Under Windows, when I counted up the IRP_MJ_ I found there were more than 100 entries! Wow, I thought, they must be even more tight, perhaps several calls to make up a single transaction! Hah!

I started with IRP_MJ_CREATE which was surprising. I was looking for a vnop_lookup but I assumed (young past lundman) that IRP_MJ_CREATE was vnop_create. But really the way to think about it is that it creates a handle to an object, which can either exist, or be created.

So then IRP_MJ_CREATE can open existing files and directories, so it is in fact vnop_lookup. Great!

But of course, you can create new files when you call IRP_MJ_CREATE, so it is also vnop_create. Oh

and, IRP_MJ_CREATE can also create new Directories, so add vnop_mkdir to that list. Come on!

There is also DeleteOnClose flag you can pass to IRP_MJ_CREATE, so it needs to call vnop_remove when the handle is closed. Of course you can!

It was about three months later, when I was wondering why I had to keep cleaning up empty directories after running the Windows tester tool ifstest.exe that I discovered that DeleteOnClose can also be set for Directories. So add vnop_rmdir to that list. Surprise!

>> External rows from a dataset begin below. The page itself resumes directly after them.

Issue #3377, opened 2024-06-04
Virus Scanning - Perform the Virus Scan


andrewsignori-aot:
User Story
As a Security Analyst for SIMS, I would like to ensure that malware is not propagated VIA SIMS due to the reputational risk and as such require that all files received via SIMS are scanned. The scan happens at regular intervals rather than in real-time which means that it can be handled asynchronously instead of right away when the file is received. This ticket implements the virus execution once the ClamAV server is deployed to OpensShift and is also available for local development.

**Acceptance Criteria**

- [ ] Enable a queue-consumers method to execute the scan in all uploaded files, similar to `start-application-assessment`.
  - [ ] It should be enabled as a queue, not a scheduler, to allow the files to be scanned as soon as possible.
  - [ ] Create new columns on DB to track the scanning processes (the below ones are suggestions).
    -  virus_scan_status: `Pending`, `In-progress`, `Virus detected`, `File is clean` (the enum types are suggestions).
    -  virus_scan_status_updated_on
- [ ] Define the lib to execute the scan, for instance, [client libraries](https://www.npmjs.com/search?q=clamav). If there is a good nest nest-js lib, please try to use it (e.g. https://www.npmjs.com/package/nestjs-clamscan).
- [ ] Validate scan failure using the EICAR Test file
- [ ] Execute a few manual uploads with 15Mb files (or something close to it).

**Context**

- Deployed into a6ef19-dev via Helm, requires limits of 3GB RAM and 1CPU per pod
A [Common Service](https://bcgov.github.io/common-service-showcase/services/cavms.html) exists for the signature files.
- Common Service deployment [source](https://github.com/bcgov/common-hosted-clamav-service)  
- Clone and create deployable YAML`helm template dev . --namespace licenseplate-dev`
- Run locally via docker `docker run -it --rm --platform linux/amd64 -p 3310:3310 --name clamav ghcr.io/bcgov/clamav-unprivileged:ca3d42f3dde3c5aa9bcab636f752119bbe6a67e8`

So no, the Windows IRPs are not finer grained calls, there seems to be mostly about 10-20 real calls used for everything, and all the rest are weird obscure(ish) calls, usually in specific areas like scsi. So each IRP ends up being a large function testing all sorts of incoming flags, and branching out depending on the operation. Even simple calls like IRP_MJ_READ is also called for paging files, so has vnop_pagein included.

It was not too surprising to come across TruncateOnClose after that, not sure I see the point of that flag, but I am no longer fazed! Or something...

During the hackathon at Open ZFS summit 2017, I took a look at the zfs send and zfs recv features, to see how complicated it would be to add that support. It was quite a struggle under OsX, as Apple do not let us call so many of the kernel functions. So finding a way to do IO on a file descriptor that could be either a file on disk, or, a pipe to a command, was complicated. I spent quite a bit of time thinking about how to attack this problem in the kernel, how much would I need to change. What was surprising is how easy the kernel part was, I just changed it to take a HANDLE, like the userland port work, and it just.. worked. So I cleaned that patch up, played with the userland options, and eventually found that zfs send -v did not work. "-v" is just an option to tell zfs to print progress ever second. Amount the data sent, speed and ETA. Should be trivial?

Led down a dark avenue trying to get async ioctls to work, which means the copyin/copyout code needs to change (different stack, so permission denied) and same for file descriptor (actually, handle). But that didn't fix it, so turns out that an open /dev/zfs can only do one ioctl at a time, so the thread that does the progress printing just needed to open the /dev/zfs again for itself, and it all works. Delete all new async ioctl code. Userland ended up being the hard part.